[Instructions for the task] From the records below, find each line with the string "beforeEach" and copy it.

[Records supplied]
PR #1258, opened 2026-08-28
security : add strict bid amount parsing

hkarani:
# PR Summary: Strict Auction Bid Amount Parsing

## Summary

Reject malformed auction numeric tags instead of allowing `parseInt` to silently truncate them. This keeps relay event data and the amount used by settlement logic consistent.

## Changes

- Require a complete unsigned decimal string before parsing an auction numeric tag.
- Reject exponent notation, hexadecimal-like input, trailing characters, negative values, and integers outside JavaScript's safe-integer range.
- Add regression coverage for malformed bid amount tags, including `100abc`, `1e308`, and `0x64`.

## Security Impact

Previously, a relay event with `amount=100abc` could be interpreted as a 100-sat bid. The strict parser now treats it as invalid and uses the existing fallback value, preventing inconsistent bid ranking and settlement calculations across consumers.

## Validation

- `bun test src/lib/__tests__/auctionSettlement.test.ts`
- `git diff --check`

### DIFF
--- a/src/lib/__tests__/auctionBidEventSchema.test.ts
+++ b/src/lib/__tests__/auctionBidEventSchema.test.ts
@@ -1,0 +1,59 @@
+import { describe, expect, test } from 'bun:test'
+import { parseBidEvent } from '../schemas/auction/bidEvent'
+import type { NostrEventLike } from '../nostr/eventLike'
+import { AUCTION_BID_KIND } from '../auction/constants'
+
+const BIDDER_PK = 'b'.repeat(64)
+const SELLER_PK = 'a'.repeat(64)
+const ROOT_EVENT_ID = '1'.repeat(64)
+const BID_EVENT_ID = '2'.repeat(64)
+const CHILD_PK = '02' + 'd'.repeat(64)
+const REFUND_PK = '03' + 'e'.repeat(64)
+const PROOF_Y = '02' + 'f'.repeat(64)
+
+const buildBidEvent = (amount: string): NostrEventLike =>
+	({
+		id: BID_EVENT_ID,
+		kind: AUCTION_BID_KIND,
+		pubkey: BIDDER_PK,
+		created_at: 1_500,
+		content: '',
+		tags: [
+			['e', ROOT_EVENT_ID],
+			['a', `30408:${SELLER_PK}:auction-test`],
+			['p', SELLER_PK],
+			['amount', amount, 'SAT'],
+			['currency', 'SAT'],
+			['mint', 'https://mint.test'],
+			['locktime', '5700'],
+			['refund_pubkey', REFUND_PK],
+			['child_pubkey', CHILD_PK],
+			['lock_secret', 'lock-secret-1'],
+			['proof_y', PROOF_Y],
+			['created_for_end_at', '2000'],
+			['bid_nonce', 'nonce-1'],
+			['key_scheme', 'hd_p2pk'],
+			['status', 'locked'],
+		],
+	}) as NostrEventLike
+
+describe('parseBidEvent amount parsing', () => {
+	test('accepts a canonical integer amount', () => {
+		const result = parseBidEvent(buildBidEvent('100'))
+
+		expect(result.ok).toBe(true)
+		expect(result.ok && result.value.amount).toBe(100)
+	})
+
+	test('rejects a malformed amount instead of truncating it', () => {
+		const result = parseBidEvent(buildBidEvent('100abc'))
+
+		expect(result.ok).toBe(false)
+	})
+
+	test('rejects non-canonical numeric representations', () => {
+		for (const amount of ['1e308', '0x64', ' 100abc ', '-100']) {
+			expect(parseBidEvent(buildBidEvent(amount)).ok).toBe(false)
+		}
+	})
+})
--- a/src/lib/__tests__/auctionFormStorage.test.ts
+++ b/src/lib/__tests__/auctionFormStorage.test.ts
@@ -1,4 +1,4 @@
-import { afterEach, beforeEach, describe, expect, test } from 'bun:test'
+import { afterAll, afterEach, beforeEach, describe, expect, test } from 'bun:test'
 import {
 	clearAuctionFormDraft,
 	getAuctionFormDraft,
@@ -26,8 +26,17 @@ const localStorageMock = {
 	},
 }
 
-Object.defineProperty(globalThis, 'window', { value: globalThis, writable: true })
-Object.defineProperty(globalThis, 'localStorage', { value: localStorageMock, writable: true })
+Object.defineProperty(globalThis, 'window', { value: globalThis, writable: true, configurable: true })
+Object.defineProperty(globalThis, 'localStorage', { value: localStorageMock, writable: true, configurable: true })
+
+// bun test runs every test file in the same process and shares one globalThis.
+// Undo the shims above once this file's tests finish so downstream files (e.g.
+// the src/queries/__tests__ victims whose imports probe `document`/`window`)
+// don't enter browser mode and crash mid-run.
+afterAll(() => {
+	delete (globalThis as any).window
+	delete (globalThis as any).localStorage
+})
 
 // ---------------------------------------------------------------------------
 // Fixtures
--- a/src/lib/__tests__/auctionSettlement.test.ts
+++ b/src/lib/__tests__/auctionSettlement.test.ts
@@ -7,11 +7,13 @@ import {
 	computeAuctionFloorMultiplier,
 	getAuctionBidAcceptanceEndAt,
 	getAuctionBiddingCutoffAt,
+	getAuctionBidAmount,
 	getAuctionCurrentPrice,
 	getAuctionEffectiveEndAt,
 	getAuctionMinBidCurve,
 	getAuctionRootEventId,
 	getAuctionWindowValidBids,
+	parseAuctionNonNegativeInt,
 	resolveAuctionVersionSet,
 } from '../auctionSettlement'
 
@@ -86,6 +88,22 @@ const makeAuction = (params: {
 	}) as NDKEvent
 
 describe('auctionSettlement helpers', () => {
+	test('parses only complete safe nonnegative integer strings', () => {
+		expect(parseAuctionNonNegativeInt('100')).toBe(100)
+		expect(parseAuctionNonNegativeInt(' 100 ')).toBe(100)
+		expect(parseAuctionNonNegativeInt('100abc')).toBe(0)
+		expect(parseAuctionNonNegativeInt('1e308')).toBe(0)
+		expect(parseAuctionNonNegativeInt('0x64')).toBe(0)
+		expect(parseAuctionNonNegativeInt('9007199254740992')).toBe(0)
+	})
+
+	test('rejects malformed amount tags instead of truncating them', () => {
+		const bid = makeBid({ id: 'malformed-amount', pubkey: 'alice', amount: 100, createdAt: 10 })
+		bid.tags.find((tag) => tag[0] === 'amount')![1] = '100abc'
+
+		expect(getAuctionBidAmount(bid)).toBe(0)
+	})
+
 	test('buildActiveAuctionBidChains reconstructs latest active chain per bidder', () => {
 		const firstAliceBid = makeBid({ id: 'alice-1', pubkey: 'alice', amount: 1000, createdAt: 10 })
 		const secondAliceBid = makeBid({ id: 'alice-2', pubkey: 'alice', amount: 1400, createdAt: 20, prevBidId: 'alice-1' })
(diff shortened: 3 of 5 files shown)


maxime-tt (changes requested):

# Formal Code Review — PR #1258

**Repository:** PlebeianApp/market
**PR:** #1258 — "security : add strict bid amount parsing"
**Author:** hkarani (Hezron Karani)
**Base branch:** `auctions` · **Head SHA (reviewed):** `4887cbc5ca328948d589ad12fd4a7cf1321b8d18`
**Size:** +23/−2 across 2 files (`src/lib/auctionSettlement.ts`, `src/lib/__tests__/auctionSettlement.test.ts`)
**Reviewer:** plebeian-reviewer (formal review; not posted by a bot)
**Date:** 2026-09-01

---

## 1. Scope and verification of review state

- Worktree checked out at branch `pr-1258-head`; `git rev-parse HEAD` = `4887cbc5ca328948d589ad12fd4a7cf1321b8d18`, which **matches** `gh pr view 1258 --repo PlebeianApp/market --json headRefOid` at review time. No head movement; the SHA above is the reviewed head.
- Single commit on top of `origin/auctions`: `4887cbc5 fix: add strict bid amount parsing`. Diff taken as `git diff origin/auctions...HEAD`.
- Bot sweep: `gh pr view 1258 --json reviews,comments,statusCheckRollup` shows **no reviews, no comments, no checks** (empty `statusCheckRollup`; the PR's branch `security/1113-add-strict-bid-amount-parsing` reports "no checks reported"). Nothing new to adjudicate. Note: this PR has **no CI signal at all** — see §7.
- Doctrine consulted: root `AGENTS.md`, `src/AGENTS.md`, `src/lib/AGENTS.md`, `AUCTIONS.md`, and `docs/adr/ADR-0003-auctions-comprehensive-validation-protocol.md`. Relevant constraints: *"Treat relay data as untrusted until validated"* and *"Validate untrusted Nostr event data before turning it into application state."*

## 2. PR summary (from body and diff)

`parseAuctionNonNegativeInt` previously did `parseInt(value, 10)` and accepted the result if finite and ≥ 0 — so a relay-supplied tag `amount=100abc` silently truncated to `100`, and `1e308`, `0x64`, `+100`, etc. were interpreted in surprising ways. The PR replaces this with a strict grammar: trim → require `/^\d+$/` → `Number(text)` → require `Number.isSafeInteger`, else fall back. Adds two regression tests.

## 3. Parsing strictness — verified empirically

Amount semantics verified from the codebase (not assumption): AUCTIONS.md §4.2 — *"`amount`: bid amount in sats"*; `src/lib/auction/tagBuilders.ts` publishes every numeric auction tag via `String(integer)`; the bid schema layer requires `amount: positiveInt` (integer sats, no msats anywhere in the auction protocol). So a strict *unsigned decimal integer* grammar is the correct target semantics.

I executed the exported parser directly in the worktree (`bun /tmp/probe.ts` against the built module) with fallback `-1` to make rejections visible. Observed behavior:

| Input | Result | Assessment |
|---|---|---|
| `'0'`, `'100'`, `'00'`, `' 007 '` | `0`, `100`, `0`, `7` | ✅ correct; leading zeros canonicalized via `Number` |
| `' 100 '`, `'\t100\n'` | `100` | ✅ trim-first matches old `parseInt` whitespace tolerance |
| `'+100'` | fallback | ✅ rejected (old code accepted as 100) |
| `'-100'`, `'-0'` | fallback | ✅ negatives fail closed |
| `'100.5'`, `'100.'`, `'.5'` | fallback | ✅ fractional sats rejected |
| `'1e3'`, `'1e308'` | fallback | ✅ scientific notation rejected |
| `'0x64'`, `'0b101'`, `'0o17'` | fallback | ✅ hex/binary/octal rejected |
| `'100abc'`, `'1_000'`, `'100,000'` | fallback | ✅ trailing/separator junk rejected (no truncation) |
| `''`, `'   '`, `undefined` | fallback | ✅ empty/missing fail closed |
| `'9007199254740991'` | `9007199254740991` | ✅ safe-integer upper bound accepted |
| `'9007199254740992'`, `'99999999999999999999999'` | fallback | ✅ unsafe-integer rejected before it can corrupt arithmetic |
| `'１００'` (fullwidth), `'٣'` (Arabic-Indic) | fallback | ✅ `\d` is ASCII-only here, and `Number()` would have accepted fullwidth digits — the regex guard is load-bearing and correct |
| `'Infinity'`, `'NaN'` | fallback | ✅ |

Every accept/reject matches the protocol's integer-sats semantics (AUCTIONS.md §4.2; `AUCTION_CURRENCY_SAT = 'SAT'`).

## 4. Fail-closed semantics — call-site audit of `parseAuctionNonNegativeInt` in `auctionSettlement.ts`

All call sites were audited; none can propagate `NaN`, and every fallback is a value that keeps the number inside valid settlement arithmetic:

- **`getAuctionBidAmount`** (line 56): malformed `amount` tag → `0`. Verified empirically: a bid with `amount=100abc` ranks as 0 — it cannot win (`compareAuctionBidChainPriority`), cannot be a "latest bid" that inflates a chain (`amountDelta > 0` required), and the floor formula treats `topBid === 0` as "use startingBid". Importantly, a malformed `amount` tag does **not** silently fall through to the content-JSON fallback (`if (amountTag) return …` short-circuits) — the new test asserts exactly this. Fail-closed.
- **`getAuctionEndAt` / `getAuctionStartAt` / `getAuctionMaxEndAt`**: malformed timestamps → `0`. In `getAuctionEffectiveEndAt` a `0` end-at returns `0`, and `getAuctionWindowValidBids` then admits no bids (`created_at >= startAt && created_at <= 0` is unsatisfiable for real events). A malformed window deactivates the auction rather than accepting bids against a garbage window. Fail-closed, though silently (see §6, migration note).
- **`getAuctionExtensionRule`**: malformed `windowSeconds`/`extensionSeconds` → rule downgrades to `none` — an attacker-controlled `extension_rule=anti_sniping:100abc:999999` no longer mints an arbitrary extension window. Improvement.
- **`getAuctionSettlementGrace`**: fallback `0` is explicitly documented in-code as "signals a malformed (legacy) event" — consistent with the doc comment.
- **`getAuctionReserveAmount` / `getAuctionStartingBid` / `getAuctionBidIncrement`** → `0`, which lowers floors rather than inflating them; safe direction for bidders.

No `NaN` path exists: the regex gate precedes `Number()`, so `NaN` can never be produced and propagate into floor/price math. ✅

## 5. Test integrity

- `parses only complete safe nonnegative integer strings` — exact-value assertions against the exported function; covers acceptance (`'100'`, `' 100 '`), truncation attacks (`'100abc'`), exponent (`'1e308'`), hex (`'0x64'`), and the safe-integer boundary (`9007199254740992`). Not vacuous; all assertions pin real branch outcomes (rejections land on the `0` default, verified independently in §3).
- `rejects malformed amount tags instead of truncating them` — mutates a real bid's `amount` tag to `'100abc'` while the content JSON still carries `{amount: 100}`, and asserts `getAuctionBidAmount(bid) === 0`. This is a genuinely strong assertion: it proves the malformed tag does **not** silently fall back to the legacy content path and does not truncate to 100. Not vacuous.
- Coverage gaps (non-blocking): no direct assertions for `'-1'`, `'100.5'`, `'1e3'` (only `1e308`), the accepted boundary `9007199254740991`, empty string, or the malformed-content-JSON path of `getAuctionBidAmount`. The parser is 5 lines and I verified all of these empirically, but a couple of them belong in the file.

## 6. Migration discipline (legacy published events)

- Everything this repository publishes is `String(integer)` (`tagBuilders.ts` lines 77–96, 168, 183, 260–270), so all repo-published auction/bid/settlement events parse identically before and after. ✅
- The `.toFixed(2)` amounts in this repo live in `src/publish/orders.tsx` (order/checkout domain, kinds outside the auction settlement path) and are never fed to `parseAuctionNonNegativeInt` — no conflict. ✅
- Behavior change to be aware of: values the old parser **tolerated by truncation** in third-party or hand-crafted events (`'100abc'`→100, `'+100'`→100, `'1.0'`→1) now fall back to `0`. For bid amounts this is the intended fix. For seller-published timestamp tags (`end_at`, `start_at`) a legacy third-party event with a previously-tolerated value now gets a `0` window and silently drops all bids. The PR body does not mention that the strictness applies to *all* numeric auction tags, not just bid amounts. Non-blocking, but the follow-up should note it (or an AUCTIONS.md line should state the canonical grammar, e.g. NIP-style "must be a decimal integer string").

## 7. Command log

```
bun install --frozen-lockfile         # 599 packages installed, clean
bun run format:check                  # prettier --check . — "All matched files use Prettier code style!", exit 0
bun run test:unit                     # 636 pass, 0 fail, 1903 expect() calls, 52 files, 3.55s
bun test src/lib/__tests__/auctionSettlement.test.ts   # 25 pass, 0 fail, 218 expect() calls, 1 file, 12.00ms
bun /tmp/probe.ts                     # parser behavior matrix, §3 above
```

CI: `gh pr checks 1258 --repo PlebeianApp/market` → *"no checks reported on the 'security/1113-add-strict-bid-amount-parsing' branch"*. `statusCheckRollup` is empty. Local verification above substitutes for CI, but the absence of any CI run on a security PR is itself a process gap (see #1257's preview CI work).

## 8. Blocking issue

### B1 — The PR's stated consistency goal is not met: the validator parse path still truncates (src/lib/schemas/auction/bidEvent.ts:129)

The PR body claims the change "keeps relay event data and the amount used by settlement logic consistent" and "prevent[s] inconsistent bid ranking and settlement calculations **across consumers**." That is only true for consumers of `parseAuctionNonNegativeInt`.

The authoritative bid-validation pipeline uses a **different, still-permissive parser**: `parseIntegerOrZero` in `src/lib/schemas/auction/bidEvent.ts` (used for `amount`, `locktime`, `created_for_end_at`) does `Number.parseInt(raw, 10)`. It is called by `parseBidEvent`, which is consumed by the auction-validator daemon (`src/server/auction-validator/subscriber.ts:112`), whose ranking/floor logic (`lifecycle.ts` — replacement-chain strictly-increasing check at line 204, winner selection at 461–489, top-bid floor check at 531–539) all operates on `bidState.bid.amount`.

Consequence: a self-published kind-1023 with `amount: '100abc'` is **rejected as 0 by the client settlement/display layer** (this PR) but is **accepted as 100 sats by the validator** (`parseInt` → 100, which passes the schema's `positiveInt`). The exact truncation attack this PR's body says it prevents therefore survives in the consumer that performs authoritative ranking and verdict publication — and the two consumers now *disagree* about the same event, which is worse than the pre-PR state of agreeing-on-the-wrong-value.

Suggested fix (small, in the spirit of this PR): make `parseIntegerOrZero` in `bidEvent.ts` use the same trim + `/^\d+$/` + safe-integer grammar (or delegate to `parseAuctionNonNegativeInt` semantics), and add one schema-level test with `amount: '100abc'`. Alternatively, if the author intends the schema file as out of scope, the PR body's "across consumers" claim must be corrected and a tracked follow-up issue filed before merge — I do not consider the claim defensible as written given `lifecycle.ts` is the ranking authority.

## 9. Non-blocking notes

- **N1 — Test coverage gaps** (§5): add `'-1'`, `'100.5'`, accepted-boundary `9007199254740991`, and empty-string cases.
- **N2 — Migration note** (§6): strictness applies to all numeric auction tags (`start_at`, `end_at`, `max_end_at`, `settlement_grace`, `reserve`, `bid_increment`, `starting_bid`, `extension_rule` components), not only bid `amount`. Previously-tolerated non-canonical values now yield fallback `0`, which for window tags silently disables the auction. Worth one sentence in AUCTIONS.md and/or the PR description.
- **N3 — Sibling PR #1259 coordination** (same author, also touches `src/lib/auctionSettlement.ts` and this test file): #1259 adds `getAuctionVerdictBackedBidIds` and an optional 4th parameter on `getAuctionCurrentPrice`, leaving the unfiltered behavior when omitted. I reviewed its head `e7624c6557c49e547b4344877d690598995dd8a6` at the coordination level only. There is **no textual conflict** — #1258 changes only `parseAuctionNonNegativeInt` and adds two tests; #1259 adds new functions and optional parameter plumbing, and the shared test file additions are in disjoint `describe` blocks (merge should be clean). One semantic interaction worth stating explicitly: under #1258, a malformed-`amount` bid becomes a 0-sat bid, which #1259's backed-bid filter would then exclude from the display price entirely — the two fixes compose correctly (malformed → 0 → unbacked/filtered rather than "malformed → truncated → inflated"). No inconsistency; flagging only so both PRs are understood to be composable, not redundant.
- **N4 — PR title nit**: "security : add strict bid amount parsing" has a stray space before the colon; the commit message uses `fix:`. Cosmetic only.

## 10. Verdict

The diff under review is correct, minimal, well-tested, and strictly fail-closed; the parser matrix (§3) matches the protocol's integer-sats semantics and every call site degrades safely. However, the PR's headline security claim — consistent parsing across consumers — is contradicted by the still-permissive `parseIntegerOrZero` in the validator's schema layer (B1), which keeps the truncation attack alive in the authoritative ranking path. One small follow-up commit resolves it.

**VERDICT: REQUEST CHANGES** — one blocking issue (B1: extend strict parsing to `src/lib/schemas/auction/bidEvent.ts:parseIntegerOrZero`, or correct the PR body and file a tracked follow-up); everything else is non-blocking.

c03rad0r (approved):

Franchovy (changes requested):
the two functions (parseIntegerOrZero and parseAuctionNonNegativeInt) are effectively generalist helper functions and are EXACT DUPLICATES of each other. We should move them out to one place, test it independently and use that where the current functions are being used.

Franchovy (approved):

[Your response]
-import { afterEach, beforeEach, describe, expect, test } from 'bun:test'
+import { afterAll, afterEach, beforeEach, describe, expect, test } from 'bun:test'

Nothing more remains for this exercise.